I use gentoo-kernel-2.6.23 and dbus-1.1.3-r1 and hal-0.5.10.

Also tasted it with kernel-2.6.24, dbus-1.0.2, hal-5.9.something in different combinations...

Does anybody know what is happening? :Smile: 

Please help...

With best regards

Petr Shatunov.Last edited by petrosha on Tue Feb 19, 2008 11:03 am; edited 1 time in total

----------

## lyallp

I use a multi-card reader also (Transcend), however, I think my usage varies from yours.

I actually unplug the entire card reader prior to removing the card and insert the card prior to plugging in the card reader, whereas, I gather you leave the card reader plugged in whilst removing/inserting the card.

Have you tried my technique? It may not be the solution you are looking for, but it may get you by.

sys-apps/hal-0.5.9.1-r3

sys-apps/dbus-1.0.2-r2

2.6.23-gentoo-r8

----------

## petrosha

Thank you for your reply  :Smile: 

But I think that you use an USB removable card reader  :Smile:  Mine is installed into the laptop, so I cannot unplug it anyhow.

I also have an usb cardreader and everything work fine with it. The problem is with this built in device.

----------

## petrosha

The problem is solved!

When I insert the SD card thunar-volman shows it on the desktop and mounts it any number of times!

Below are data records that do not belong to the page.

PR #83, opened 2016-03-15
Resource leaks fixage

Akjosch:
This fixes a few resource leaks (mostly FileInputStreams being created but not closed). I didn't have time to test it *and* I didn't fix them all, so just a PR for review and possible augmentation later on.


arlith:
I didn't actually know about the [try-with-resources statement](https://docs.oracle.com/javase/tutorial/essential/exceptions/tryResourceClose.html), neat.  It's a lot more compact than using try/finally.

PR #85, opened 2016-03-16
SPA: Terrain Master - code review

pheonixstorm:
**Code review only - not ready for merge**

This is everything I have ready for the Terrain Master SPA. At the moment only Drag Racer remains to be implemented and Nightwalker is still not fully functional.

I am looking for any modifications that can be made to make the code cleaner and to be more efficient if possible. I am also trying to track down why Nightwalker doesn't seem to be working properly.

The second commit, Preparation for new SPAs, is one that will be required for at least one addition SPA not covered here and is easier for me to work multiple SPA branches (same as PR #45). Would it be better as a separate PR or left here?

Forest Ranger - Works as specified by the book

Swamp Beast -  In order to have a functional to-hit bonus when targeted I had to make a compromise between the Alpha Strike and A Time of War rules as discussed in http://megamek.info/forums/index.php?topic=2309.0 

Mountaineer - Works as specified  by the book

Frogman - Works by the book except for the crush depth check since extreme depths are not implemented yet

Nightwalker - Would work by the book if I can figure out why it just doesn't want to work properly. At the moment it calculates everything as if the unit ran rather than walked. The move bonus works but incorrectly for walk/cruise 

Drag Racer - Still working on setting this up. I have not found all the code sections that will need to change.


pheonixstorm:
Closing this to rewrite the branch as this is based off obsolete terrain code

PR #87, opened 2016-03-17
Adding Simplex-based random landscape generator

Akjosch:
This adds a Simplex-based landscape elevation generator to the list (with the ID 3).

The SImplex implementation is a public domain one by Stefan Gustavson and Peter Eastman (see the file for the credits), slightly amended to generate "proper" [-1, 1] ranges for the 2D and 3D case.

The elevation generator is added to the BoardUtilities class as an instance of the (new) ElevationGenerator instance, which will simplify adding or changing them in the future. The actual addition as well as the tooltip are currently still hardcoded though. If there's any interest, I can also replace the current numeric entry with a dropdown menu and transform the three hardcoded generators into ElevationGenerator instances as well, but I guess that's beyond the simple PR.

Submitted as PR for discussion and review.


arlith:
Check line 42 in SimplexGenerator.  Looks like there's a typo in the method name for `public String getTolltip()`.

Other than that, I don't have much to add.  Everything looks reasonable.

Akjosch:
*Jedi voice mode on*

# You didn't see anything.

PR #88, opened 2016-03-18
Board soft centering

SJuliez:
Makes the board center in a smooth motion on wherever it wants go (next unit, next target) instead of jumping there. (Clicking the minimap is unchanged and acts instantly).

Much easier on the eye for me. I also feel that it makes it easier to spot the selected unit while the board moves towards it. Of course, theres no need to wait it out, clicking the board, minimap, scrolling with the keys will stop the motion and selecting another unit will immediately start centering on that.

The centering speed can be adjusted by changing the SOFT_CENTERING_SPEED. I wasn't playing, just testing so maybe a little faster (a value of 7 or 6) would be better. Of course, there's no need to wait it out, clicking the board, minimap or scrolling with the keys will stop the motion and selecting another unit will immediately start centering on that.

### DIFF
--- a/megamek/src/megamek/client/ui/IBoardView.java
+++ b/megamek/src/megamek/client/ui/IBoardView.java
@@ -69,6 +69,8 @@ public interface IBoardView extends MechDisplayListener {
     public void centerOnHex(Coords position);
     public void centerOnPointRel(double xrel, double yrel);
     public double[] getVisibleArea();
+    
+    public void stopSoftCentering();
 
     // it's a hack that the popup is Object, but we use this interface
     // for both AWT and swing, and AWT's PopupMenu and Swing's JPopupMenu
--- a/megamek/src/megamek/client/ui/swing/FiringDisplay.java
+++ b/megamek/src/megamek/client/ui/swing/FiringDisplay.java
@@ -543,7 +543,7 @@ public class FiringDisplay extends StatusBarPhaseDisplay implements
             refreshAll();
         }
         
-        if ((ce() != null) &&ce().isWeapOrderChanged()) {
+        if ((ce() != null) && ce().isWeapOrderChanged()) {
             clientgui.getClient().sendEntityWeaponOrderUpdate(ce());
         }
         
@@ -603,9 +603,6 @@ public class FiringDisplay extends StatusBarPhaseDisplay implements
             refreshAll();
             cacheVisibleTargets();
 
-            if (!clientgui.bv.isMovingUnits() && !ce().isOffBoard()) {
-                clientgui.bv.centerOnHex(ce().getPosition());
-            }
 
             // Update the menu bar.
             clientgui.getMenuBar().setEntity(ce());
@@ -621,6 +618,10 @@ public class FiringDisplay extends StatusBarPhaseDisplay implements
             updateClearTurret();
             updateClearWeaponJam();
             updateStrafe();
+            
+            if (!ce().isOffBoard()) {
+                clientgui.bv.centerOnHex(ce().getPosition());
+            }
         } else {
             System.err.println("FiringDisplay: tried to " + //$NON-NLS-1$
                     "select non-existant entity: " + en); //$NON-NLS-1$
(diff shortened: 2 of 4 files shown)


arlith:
This reminds me of two issues that have been in the back of my head for a while, but I haven't really pursued (and I think you may be well suited for).

One is right-click scrolling.  I would like for this to be a more-used option but as it is, I don't think it works well.  I know that it has a tendency to bring-up the context menu, and also doesn't seem to scroll well.

The other issue is that I feel like there's a redraw problem with arrow key scrolling.  Sometimes it seems choppy, even though the screen refresh should be fast enough so that it isn't choppy.  If you do scroll with the right-mouse button or with the minimap, you don't get this choppiness that you get when scrolling with arrow keys.

Akjosch:
I have a hard time following your `centerOnHexSoftStep()`. The generic method looks something like this:

    double speed = 2.0; /* in hexes per second */
    Coords currentPos;
    Coords targetPos;
    public void centerOnHex(double deltaTime /* in seconds */) {
        double distanceLeft = currentPos.distanceTo(targetPos);
        currentPos = lerp(currentPos, targetPos, Math.min(speed * deltaTime / distanceLeft, 1.0));
        updateMapPos();
        if( distanceLeft <= speed * deltaTime ) {
            weAreDone();
        }
    }

... and that's already the verbose version. What *else* are you doing there?

SJuliez:
@arlith I only use right-click scrolling... but it does bring up the context menu. Added to the todo :) 

@Akjosch Sorry I don't get where that code comes from. It does seem to work tho, doesn't it?

Akjosch:
@SJuliez It's a generic rewrite of your `centerOnHexSoftStep()` (with the added bonus that it doesn't depend on how many dimensions Coords has, because you hide those details inside the [`lerp()` method](https://en.wikipedia.org/wiki/Linear_interpolation)).

SJuliez:
@Akjosch OK, but I'd rather discuss what the actual method does than a rewrite that I'd have to look at first. Also, do you see an actual problem to discuss - does your rewrite suggest I put in useless code?

SJuliez:
Comparing the Softstep() (I suppose that was meant in your post rather than centeronhex()) with the generic I dont see (striking) differences. I dont get the Math.min in that lerp() and I dont know where that speed*deltaTime is supposed to come from but apart from that, it is more or less the same. I don't calculate in hexes tho.

Akjosch:
My example suggested you made your code a bit more complicated that it needs be - to the point where it's not immediately clear how the movement looks like (mine is constant speed by moving by `speed * deltaTime` each time).

`Math.min(val, 1.0)` limits the value to at most 1.0, which is important if we don't want to overshoot.

The idea behind using `lerp(...)` is that it makes it easy to vary how the movement exactly happens. If you have a linear movement like `lerp(min, max, f)` and want to make it "ease out" instead (start up faster, then become gradually slower until it reaches the end, but still taking the same time a linear movement would), you just replace that with `lerp(min, max, Math.sin(f * Math.PI / 2))`. In fact, almost *every* type of movement is applied by varying the third parameter to `lerp()` and *nothing else*.

If I wanted to add an ease-out to your movement code, where would I start, and would I have to change more than a small part of a single line to do so?

SJuliez:
@Akjosch I'm (again) not sure where you're going. Do you want to change the way it behaves? If so, please do, I don't mind, but I'm happy with it. The movement does ease out of course. I did not state that in my first post, I thought people would just test it :)

Akjosch:
Seems I'm having a hard time explaining myself today. *sigh*

I'm not trying to tell you how to code.

I'm trying to show how you could easily halve the code amount, make it clearer to others what your code *does* (like, you say it is easing out - I believe you, but it's not visible from the code, I'd expect an explicit sine or cspline curve there, simply to be able to transform it into a linear or even one where you overshoot a tiny bit *on purpose* before ending on the right spot just by changing a single code line) and make it vastly easier to fine-tune, modify and reuse it.

If your code works for you, it works. If you think the above doesn't matter, it's fine too.

SJuliez:
OK I see. Changed a few things, commented more. Kept the direct calculation though.

PR #90, opened 2016-03-21
Clean up RAT loading; make it load from ZIP files if available

Akjosch:
Cleaning up the RAT loading code and making it work with ZIP files (including taking into account the directory structure inside those files).

Anybody wants to point me to the place where I could most easily make the build/distribution scripts create a ZIP file out of the whole data/rat, or should I just add a goal to `packaging.xml` along the lines of the already existing "unitfiles-zip"?

### DIFF
--- a/megamek/packaging.xml
+++ b/megamek/packaging.xml
@@ -329,6 +329,14 @@
 		<delete dir="${pkgdir}/${datadir}/mechfiles/warship" />
 	</target>
 
+	<target name="rat-zip" description="Create a zipfile of the RAT files">
+		<zip zipfile="${pkgdir}/${datadir}/rat_default.zip" basedir="${pkgdir}/${datadir}/rat" />
+		<delete dir="${pkgdir}/${datadir}/rat" />
+		<sleep seconds="1" /> <!-- give the file system time to catch up -->
+		<mkdir dir="${pkgdir}/${datadir}/rat" />
+		<move file="${pkgdir}/${datadir}/rat_default.zip" tofile="${pkgdir}/${datadir}/rat/default.zip" />
+	</target>
+	
 	<target name="win-zip" description="Create a zipfile of the Windows distribution">
 		<zip zipfile="${basedir}/${windist}.zip" basedir="${windist}" />
 	</target>
@@ -356,7 +364,7 @@
 		<delete dir="${srcdist}" />
 	</target>
 
-	<target name="release" depends="pkgdir-build, unitfiles-zip, mac-package, nix-package, win-package, source-package, pkgdir-clean" description="Build the project from git and package it as Windows, Mac, Unix, and source-only" />
+	<target name="release" depends="pkgdir-build, unitfiles-zip, rat-zip, mac-package, nix-package, win-package, source-package, pkgdir-clean" description="Build the project from git and package it as Windows, Mac, Unix, and source-only" />
 
     <target name="mac-release" depends="pkgdir-build, mac-package, pkgdir-clean" description="Build the project from local source and package it as Mac" />
 
--- a/megamek/src/megamek/client/RandomUnitGenerator.java
+++ b/megamek/src/megamek/client/RandomUnitGenerator.java
@@ -17,17 +17,24 @@ package megamek.client;
 
 import java.awt.event.ActionEvent;
 import java.awt.event.ActionListener;
+import java.io.BufferedReader;
 import java.io.File;
 import java.io.FileInputStream;
-import java.io.FileNotFoundException;
+import java.io.IOException;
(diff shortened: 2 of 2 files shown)


Dylan-M:
Do it just like we do the unit files, but don't worry about making it a perfect change there as I'll be rebuilding the build & packaging scripts essentially from scratch over the summer. I'm tired of how messy they are ;)

arlith:
Curiously, my Eclipse is complaining that the BufferedReader instantiated on line 197 of RandomUnitGenerator is a leaked resource.  Since this is a try-with-resources statement, this seems like an erroneous warning.  Any thoughts?

arlith:
I noticed the warning when I may have came across a latent issue in RandomUnitGenerator.  I ended up in somewhat of a deadlock situation on line 316 of RandomUnitGenerator.  It looks like, it was waiting for the MechSummaryCache to finish initializing, but there was no thread initializing the cache.

Akjosch:
The deadlock is ... strange. `MechSummaryCache` should be fully initialised before calling `RandomUnitGenerator`. In the "old" version, it would simply not load any RATs (since it couldn't verify the units). The new one will simply wait until it *has* an initialised `MechSummaryCache`, no matter how long it took. Which should be started via the first `MechSummaryCache.getInstance()`. `MechSummaryCache.done()` (which is one of the places which can call `RandomUnitGenerator.getInstance()`, via a listener set in Client.java) even sets the `initialized` field to `true` prior to calling it.

The only other place would be `RandomArmyDialog`, which just calls `RandomUnitGenerator.getInstance()` - and *that* should initialise `MechSummaryCache` via the `newInstance()` method. I didn't manage to break that yet, but then maybe my drives are simply too fast.

Alternative would be to make this requirement explicit, by changing `getInstance()` and `populateUnits()` to require a fully initialised `MechSummaryCache` as an argument and throwing an `IllegalArgumentException` if it is *null* or not initialised. For compatibility's sake (and speedup if the validation isn't required), this method would then be added:

    public static synchronized RandomUnitGenerator getInstance() {
        return getInstance(new MechSummaryCache(){
            private final MechSummary DUMMY = new MechSummary();
            
            @Override
            public boolean isInitialized() {
                return true;
            }
            
            @Override
            public MechSummary getMech(String name) {
                return DUMMY;
            }
        });
    }

pheonixstorm:
Does HQ automatically use this method to load the rats?

SirMegaV:
Can I still use customized RATs?

pheonixstorm:
If it acts like units you should still be able to have the zip as well as a folder for your rats.

Akjosch:
It works essentially the same as with units, only there is no "rats.cache" created and the tree structure with directories and files *inside* any ZIP file is important and used by MegaMek for the "create random force" dialogue.

And yes, MekHQ uses this method as well.

Akjosch:
I've yet to manage to get the `MechSummaryCache` to not be initialised before the `RandomUnitGenerator` starts loading, but regardless; I patched it so that it waits at most 3 seconds then assumes it will have to work with whatever it has.

We can always add a "Reload RATs from disk" option (if there isn't one already somewhere) to MegaMek and MekHQ, which will call `clear()` and grab a fresh new instance.

arlith:
Yea, I did look into the warning and found [this](http://stackoverflow.com/questions/23294612/strange-resource-leak-stream-is-never-closed-with-try-with-resources-if-excep), which indicates that it's a [bug in Eclipse](https://bugs.eclipse.org/bugs/show_bug.cgi?id=371614).  Apparently, this is fixed in 'Mars' but I'm still on 'Luna'.  

As for the 3 second time limit, do you think that's enough?  If there's no units.cache, loading can take a minute or two.

It may be worth mentioning, I hit the deadlock when loading a saved game after I had already been in a game, so the MechSummaryCache would have been loaded, cleared, and then requested to load again.  However, loading saved games had worked previously, and subsequently.

Akjosch:
Suggestion to make this a bit easier to reason about: `MechSummaryCache` has a listener set to trigger a loading of `RandomUnitGenerator` in `megamek.client.Client`'s `changePhase(...)`. Would changing that to "clean and reload" at this point help making the state of both more predictable? I'm not sure what else clears the `MechSummaryCache`, nor how often it happens or why.

arlith:
I believe that the `changePhase(...)` is the only thing that clears it.  The reason it's cleared here is because it's something that can take up memory and is unnecessary once the game has begun.

pheonixstorm:
@Akjosch you didn't add this to packaging_local.xml

Akjosch:
@pheonixstorm See, and that's why I asked where to add those packaging info to *first* ... :D

PR #94, opened 2016-03-22
Movement Envelope & Walk-Jump-Toggle

SJuliez:
Up for discussion: 

- adds a keybind to switch between walk/run and jumping movement, default J;
- as before with the buttons, J will clear any planned movement;
- if the unit cannot jump J will still clear planned movement as if ESC was pressed (I found that easier than constantly moving my hand between J and ESC);
- if the unit can jump, pressing J twice will effectively act as ESC, removing planned moves and returning to the same move type;
- in addition, the movement envelope menu entry is now a toggle (like the FOV darkening) so that when activated it will always be there (I found constantly having to reactivate the movement envelope annoying and not useful and I could never see a reason for not having it there. Of course, it can still be deactivated by the keybind or in the menu.)

(Note: I do remember that throwing in several changes into one PR is not good style. I think I had a reason for doing it here but can't remember.
Second note: MovementDisplay seems like it would benefit from some cleanup. I might do something there but as a separate thing)

### DIFF
--- a/megamek/i18n/megamek/client/messages.properties
+++ b/megamek/i18n/megamek/client/messages.properties
@@ -1020,6 +1020,8 @@ KeyBinds.cmdNames.udWeapons=Unit Display Weapon Tab
 KeyBinds.cmdDesc.udWeapons=Selects the Weapon tab on the unit display
 KeyBinds.cmdNames.udExtras=Unit Display Extras Tab
 KeyBinds.cmdDesc.udExtras=Selects the Extras tab on the unit display
+KeyBinds.cmdNames.toggleJump=Toggle Jumping/Walking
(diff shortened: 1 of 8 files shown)


arlith:
MoveEnvelope was added prior to the latest path finder rewrite.  Those rewrites made the path planner a bit faster.  Prior to that, running on my old laptop, I noted that the movement envelopes could take a noticeable amount of time to compute for units with a lot of movement (think of Spiders with sprinting enabled).  Because of that, I decided that it might be better to have it be something the user had to initiate manually, so their client was slowed down.

However, with the path planner updates, it's probably fine to have it be a toggle.

arlith:
I did glance through the code for this, and it looks fine to me.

I have updated udev to udev-118-r3 from ~x86 and everything is perfect now!

So the working combination is:

udev-118-r3

dbus-1.1.3-r1

hal-0.5.10

I am not sure that everything of it is needed to be of theese versions but 

it works with it  :Smile: 

Best regards

Petr Shatunov

----------

## lexelby

I had the exact same problem.  Just unmasking and emerging udev-118-r3 didn't help; Thunar still only automounts my MMC card the first time I insert it after a reboot.  I tried unmasking and upgrading hal from 0.5.9 to 0.5.10, and that was what actually solved the problem.  My dbus is still back at 1.0.2-r2.

Thanks for pointing me in the right direction!

----------